[AVAILABLE DATA — start]

PR #4690, opened 2020-02-05
Update rubygem-fog-vsphere to 3.2.3

chris1984:


chris1984:
@tbrisker updated 1 more time with a small fix.

PR #4694, opened 2020-02-09
Bump hammer to 2.0-develop

tbrisker:

### DIFF
--- a/packages/foreman/rubygem-hammer_cli/rubygem-hammer_cli.spec
+++ b/packages/foreman/rubygem-hammer_cli/rubygem-hammer_cli.spec
@@ -4,7 +4,7 @@
 %global gem_name hammer_cli
 %global confdir hammer
 
-%global release 3
+%global release 1
 %global prereleasesource pre.develop
 %global prerelease %{?prereleasesource:.}%{?prereleasesource}
 
@@ -14,7 +14,7 @@
 
 Summary: Universal command-line interface for Foreman
 Name: %{?scl_prefix}rubygem-%{gem_name}
-Version: 0.20
+Version: 2.0.0
 Release: %{?prerelease:0.}%{release}%{?prerelease}%{?nightly}%{?dist}
 Group: Development/Languages
 License: GPLv3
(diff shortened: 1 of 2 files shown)


tbrisker:
This will likely fail until https://github.com/theforeman/hammer-cli/pull/324 and https://github.com/theforeman/hammer-cli-foreman/pull/491 are merged

tbrisker:
[test rpm]

packages/foreman/rubygem-hammer_cli/rubygem-hammer_cli.spec
```diff
@@ -14,7 +14,7 @@
 
 Summary: Universal command-line interface for Foreman
 Name: %{?scl_prefix}rubygem-%{gem_name}
-Version: 0.20
+Version: 2.0
```
ekohl: Should we make it `2.0.0`? Otherwise it might bump to `2.1` and the question becomes whether that's for Foreman 2.1.0 or Foreman 2.0.1. This should also be reflected in hammer itself.

tbrisker: I kept this inline with previous nightlies (e.g. 0.20). In the stable branch we actually do have e.g. 0.19.3, so once we branch this will become 2.0.0 indeed.

ekohl: I'd advise to make 2.0.0 everywhere to make it clear we follow a x.y.z scheme.

tbrisker:
@ekohl The idea was to make the "x.y" part in sync with foreman so it's easy to tell which versions are compatible, but keep the .z part free to do releases as needed out of sync with foreman

packages/foreman/rubygem-hammer_cli/rubygem-hammer_cli.spec
tbrisker: I'm not sure the current pipelines will properly pick it up but i can try.

tbrisker:
@ekohl build is now failing to find the correct version of the gem (was green previously).

tbrisker:
changed back to 2.0.

ekohl:
It failed because hammer itself is 2.0 and it has to match. So you'd need to bump hammer.git and then update the packaging PR.

tbrisker:
looks like hammer itself does indeed use 2.0-develop (or 0.20-develop previously) for nightlies, and 2.0.0 for actual releases. do you think those should change now? it may break other workflows that expect this versioning scheme.

ekohl:
IMHO it should change that no because switching between x.y and x.y.z hurts my brain. I always have the feeling RPMs and gems treat those two different but I don't recall any specific instance where it actually caused a problem.

tbrisker:
OK, updated in hammer and here (will fail now likely until hammer-source-release finishes)

tbrisker:
[test rpm]

tbrisker:
all green now :)

PR #4701, opened 2020-02-11
Bump nightly to version 3.16.0

jjeffers:


ekohl:
We haven't branched yet so this shouldn't be merged until we do.

PR #8391, opened 2022-08-25
Refs #35409 - Include sprockets assets in rubygem-foreman_chef

evgeni:


ekohl:
I opened https://github.com/theforeman/foreman_chef/pull/99 to trigger CI, but there is no CI ...

evgeni:
```
NameError: undefined local variable or method `belongs_to_host' for ForemanChef::CachedRunList(Table doesn't exist):Class
```

evgeni:
I think https://github.com/theforeman/foreman_chef/pull/100 should fix it, but yeah, Ci would be cool.

evgeni:
as far as I could gather, nobody is developing or using the Chef plugin anymore, I am going to close this PR and see that the plugin is instead removed completely.

PR #8396, opened 2022-08-25
Refs #35429 - Update rubygem-oauth to 1.0.0

ekohl:


packages/foreman/rubygem-oauth/rubygem-oauth.spec
```diff
@@ -2,16 +2,16 @@
...
 Summary: OAuth Core Ruby implementation
 License: MIT
 URL: https://github.com/oauth-xx/oauth-ruby
 Source0: https://rubygems.org/gems/%{gem_name}-%{version}.gem
 
 # start specfile generated dependencies
-Requires: ruby >= 2.0
-BuildRequires: ruby >= 2.0
+Requires: ruby >= 2.7
+BuildRequires: ruby >= 2.7
```
evgeni, line 14: I think you'll have to package `version_gem` first: https://github.com/oauth-xx/oauth-ruby/blob/main/oauth.gemspec#L6

evgeni (approved):

PR #8398, opened 2022-08-25
Update rubygem-pulpcore_client to 3.18.8

sjha4:


ekohl (changes requested):
The gemspec patching in `%prep` currently fails the build. That should be removed now that it's properly fixed.

ekohl (approved):
Thanks!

[AVAILABLE DATA — finish]

# TASK STATEMENT
Reproduce the full listing word for word.

# FINAL ANSWER
PR #4690, opened 2020-02-05
Update rubygem-fog-vsphere to 3.2.3

chris1984:


chris1984:
@tbrisker updated 1 more time with a small fix.

PR #4694, opened 2020-02-09
Bump hammer to 2.0-develop

tbrisker:

### DIFF
--- a/packages/foreman/rubygem-hammer_cli/rubygem-hammer_cli.spec
+++ b/packages/foreman/rubygem-hammer_cli/rubygem-hammer_cli.spec
@@ -4,7 +4,7 @@
 %global gem_name hammer_cli
 %global confdir hammer
 
-%global release 3
+%global release 1
 %global prereleasesource pre.develop
 %global prerelease %{?prereleasesource:.}%{?prereleasesource}
 
@@ -14,7 +14,7 @@
 
 Summary: Universal command-line interface for Foreman
 Name: %{?scl_prefix}rubygem-%{gem_name}
-Version: 0.20
+Version: 2.0.0
 Release: %{?prerelease:0.}%{release}%{?prerelease}%{?nightly}%{?dist}
 Group: Development/Languages
 License: GPLv3
(diff shortened: 1 of 2 files shown)


tbrisker:
This will likely fail until https://github.com/theforeman/hammer-cli/pull/324 and https://github.com/theforeman/hammer-cli-foreman/pull/491 are merged

tbrisker:
[test rpm]

packages/foreman/rubygem-hammer_cli/rubygem-hammer_cli.spec
```diff
@@ -14,7 +14,7 @@
 
 Summary: Universal command-line interface for Foreman
 Name: %{?scl_prefix}rubygem-%{gem_name}
-Version: 0.20
+Version: 2.0
```
ekohl: Should we make it `2.0.0`? Otherwise it might bump to `2.1` and the question becomes whether that's for Foreman 2.1.0 or Foreman 2.0.1. This should also be reflected in hammer itself.

tbrisker: I kept this inline with previous nightlies (e.g. 0.20). In the stable branch we actually do have e.g. 0.19.3, so once we branch this will become 2.0.0 indeed.

ekohl: I'd advise to make 2.0.0 everywhere to make it clear we follow a x.y.z scheme.

tbrisker:
@ekohl The idea was to make the "x.y" part in sync with foreman so it's easy to tell which versions are compatible, but keep the .z part free to do releases as needed out of sync with foreman

packages/foreman/rubygem-hammer_cli/rubygem-hammer_cli.spec
tbrisker: I'm not sure the current pipelines will properly pick it up but i can try.

tbrisker:
@ekohl build is now failing to find the correct version of the gem (was green previously).

tbrisker:
changed back to 2.0.

ekohl:
It failed because hammer itself is 2.0 and it has to match. So you'd need to bump hammer.git and then update the packaging PR.

tbrisker:
looks like hammer itself does indeed use 2.0-develop (or 0.20-develop previously) for nightlies, and 2.0.0 for actual releases. do you think those should change now? it may break other workflows that expect this versioning scheme.

ekohl:
IMHO it should change that no because switching between x.y and x.y.z hurts my brain. I always have the feeling RPMs and gems treat those two different but I don't recall any specific instance where it actually caused a problem.

tbrisker:
OK, updated in hammer and here (will fail now likely until hammer-source-release finishes)

tbrisker:
[test rpm]

tbrisker:
all green now :)

PR #4701, opened 2020-02-11
Bump nightly to version 3.16.0

jjeffers:


ekohl:
We haven't branched yet so this shouldn't be merged until we do.

PR #8391, opened 2022-08-25
Refs #35409 - Include sprockets assets in rubygem-foreman_chef

evgeni:


ekohl:
I opened https://github.com/theforeman/foreman_chef/pull/99 to trigger CI, but there is no CI ...

evgeni:
```
NameError: undefined local variable or method `belongs_to_host' for ForemanChef::CachedRunList(Table doesn't exist):Class
```

evgeni:
I think https://github.com/theforeman/foreman_chef/pull/100 should fix it, but yeah, Ci would be cool.

evgeni:
as far as I could gather, nobody is developing or using the Chef plugin anymore, I am going to close this PR and see that the plugin is instead removed completely.

PR #8396, opened 2022-08-25
Refs #35429 - Update rubygem-oauth to 1.0.0

ekohl:


packages/foreman/rubygem-oauth/rubygem-oauth.spec
```diff
@@ -2,16 +2,16 @@
...
 Summary: OAuth Core Ruby implementation
 License: MIT
 URL: https://github.com/oauth-xx/oauth-ruby
 Source0: https://rubygems.org/gems/%{gem_name}-%{version}.gem
 
 # start specfile generated dependencies
-Requires: ruby >= 2.0
-BuildRequires: ruby >= 2.0
+Requires: ruby >= 2.7
+BuildRequires: ruby >= 2.7
```
evgeni, line 14: I think you'll have to package `version_gem` first: https://github.com/oauth-xx/oauth-ruby/blob/main/oauth.gemspec#L6

evgeni (approved):

PR #8398, opened 2022-08-25
Update rubygem-pulpcore_client to 3.18.8

sjha4:


ekohl (changes requested):
The gemspec patching in `%prep` currently fails the build. That should be removed now that it's properly fixed.

ekohl (approved):
Thanks!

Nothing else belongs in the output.